PR #5709, opened 2022-02-14
Update Unicode version to 14.0.0 in README-UPDATE.txt

maintenance-beam-app:
These changes were picked up by the Maintenance project:
-------

This is an automated commit created by the Maintenance project
https://github.com/eksperimental/maintenance

Before merging, please read the realease notes by visiting
<http://www.unicode.org/versions/Unicode14.0.0/>
and assess if additional changes are necessary in the code base.

### DIFF
--- a/lib/stdlib/uc_spec/README-UPDATE.txt
+++ b/lib/stdlib/uc_spec/README-UPDATE.txt
@@ -1,7 +1,7 @@
 Unicode 14.0.0 was updated from:
-- https://www.unicode.org/Public/13.0.0/ucd/
-- https://www.unicode.org/Public/13.0.0/ucd/auxiliary/
-- https://www.unicode.org/Public/13.0.0/ucd/emoji/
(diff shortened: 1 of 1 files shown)


dgud:
@eksperimental  you (and/or me) also did not update the version in the script file, 
at least is isn't there now, don't really.

eksperimental:
> @eksperimental you (and/or me) also did not update the version in the script file, at least it isn't there now.

Yes, there was a bug in the Maintenance app.  Thank you for spotting it. It has been fixed.
https://github.com/eksperimental/maintenance/commit/a4bd81da38ae62a6c41dccdb594c7db81b0e9267#diff-4a6021848be8c0057c770d1cdef7b6b8192d67eb0fbb62dc8b08d8958c382c29L306

I have updated the PR to include this change.

dgud:
Ok, great will merge later this week, thought that I made something stupid, and couldn't understand what.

▶ **Prompt**
Reproduce word for word the material above, starting with the line that has "--- a/lib/stdlib/uc_spec/README-UPDATE.txt" and stopping after the line that has "-- https://www.unicode.org/Public/13.0.0/ucd/auxiliary/".

▶ **Solution to this problem**
--- a/lib/stdlib/uc_spec/README-UPDATE.txt
+++ b/lib/stdlib/uc_spec/README-UPDATE.txt
@@ -1,7 +1,7 @@
 Unicode 14.0.0 was updated from:
-- https://www.unicode.org/Public/13.0.0/ucd/
-- https://www.unicode.org/Public/13.0.0/ucd/auxiliary/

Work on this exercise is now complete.